Recent advances of oxygen vacancies in MoO3: preparation and roles

Schematic diagram of paper structure. [Display omitted] •Recent progress of MoO3 with oxygen vacancies is systematically reviewed.•The approaches of introducing oxygen vacancies to MoO3 oxides are exhibited.•The role of oxygen vacancies in the application of MoO3 energy storage, catalysis, and chromic devices is clarified.•Perspectives for oxygen vacancies engineering in MoO3 are highlighted. As a widely used transition metal oxide semiconductor, molybdenum oxide has great potential for application due to the advantages of abundant reserves, low cost and rich valence states. However, the low conductivity, large bandgap and slow reaction kinetics of MoO3 hindered its further applications.
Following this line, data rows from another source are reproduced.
PR #629, opened 2023-02-23
Adds multiple email sends for creation and updates of endorsement requests

dakota002:


dakota002:
@lpsinger I think the wording on the emails could be improved, do you have any suggestions?

app/routes/user/endorsements.tsx
```diff
@@ -236,6 +238,11 @@ export function EndorsementRequestCard({
               name="requestorSub"
               value={endorsementRequest.requestorSub}
             />
+            <input
+              type="hidden"
+              name="requestorEmail"
+              value={endorsementRequest.requestorEmail}
+            />
```
lpsinger, line 245: Can we get the user's email address from the session rather than injecting it into the form?

lpsinger (changes requested):

lpsinger:
> @lpsinger I think the wording on the emails could be improved, do you have any suggestions?

It's a good start. The emails should be a bit more self-contained - imagine a GCN user doesn't know what an endorsement is and they get an endorsement request. The email should explain why they are getting the message and what actions they can take.

app/routes/user/endorsements.tsx
dakota002: The requestorEmail is not the same as the current user's in this case. When this form is submitted, the current user is the 'Endorser'

lpsinger: I see. But can't we get this from DynamoDB?

dakota002: Hm I think we could, but we already do it in the loader method, with the getEndorsements('endorser') returning the email for display. I could update the updateEndorsementRequestStatus to just do a get on the dynamo table though, if that's better for this system

lpsinger: Let's do it. We need to validate _anything_ that we get from a form submission, even if it's in a hidden field that we populated. In this case validation would be checking that the email matches what's in our database. So we should just get it from our database in the first place.

app/routes/user/endorsements.server.ts
```diff
@@ -124,6 +128,21 @@ export class EndorsementsServer {
       ConditionExpression:
         'NOT (endorserSub = :endorserSub and requestorSub = :requestorSub and #status <> :status)',
     })
+
+    await sendEmail(
+      'GCN Endorsements',
```
jracusin, line 133: GCN Peer Endorsements - I think peer is key so the user understands why they're getting this.

app/routes/user/endorsements.server.ts
```diff
@@ -124,6 +128,21 @@ export class EndorsementsServer {
...
+      endorserEmail,
+      'New GCN Endorsement Request',
+      `You have a new endorsement request for NASA's General Coordinate Network (GCN) from ${
```
jracusin, line 136:
```suggestion
      `You have a new endorsement request for NASA's General Coordinates Network (GCN) from ${
```

jracusin, line 136:
```suggestion
      `You have a new peer endorsement request for NASA's General Coordinates Network (GCN) from ${
```

app/routes/user/endorsements.server.ts
```diff
@@ -124,6 +128,21 @@ export class EndorsementsServer {
...
+        this.#currentUserEmail
+      }. Approval of an endorsement means that the requestor, ${
+        this.#currentUserEmail
+      } is in good standing with the astronomy community and will permit them to submit GCN circulars. In addition, they will also be able to receive endorsement requests from other users.
+
```
jracusin, line 141:
```suggestion

Please approve this request if you are familiar with the requester, and agree with the criteria. Thank you for your contributions to the GCN community.

```

lpsinger (approved):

The introduction of oxygen vacancies in transition metal oxides form non stoichiometric molybdenum oxide can effectively regulate the band gap and carrier concentration of molybdenum oxide. Here, we review the latest research progress of nanostructured molybdenum oxide, with a focus on demonstrating the influence of oxygen vacancies on its physical and chemical properties. Systematically elaborated on the introduction method of oxygen vacancies in molybdenum oxide nanostructures. In the application section, we also pay special attention to the influence of the introduction and content changes of oxygen vacancies on the properties of molybdenum oxide-based materials, involving catalysis, chromic devices, energy storage fields, etc. In addition, by reviewing the DFT results, the formation mechanism of oxygen vacancies in molybdenum oxide and their impact on semiconductor energy bands are further elucidated. Finally, we propose some suggestions for the regulation and utilization of oxygen vacancies in molybdenum oxide, providing theoretical guidance for the further design and application of molybdenum oxide.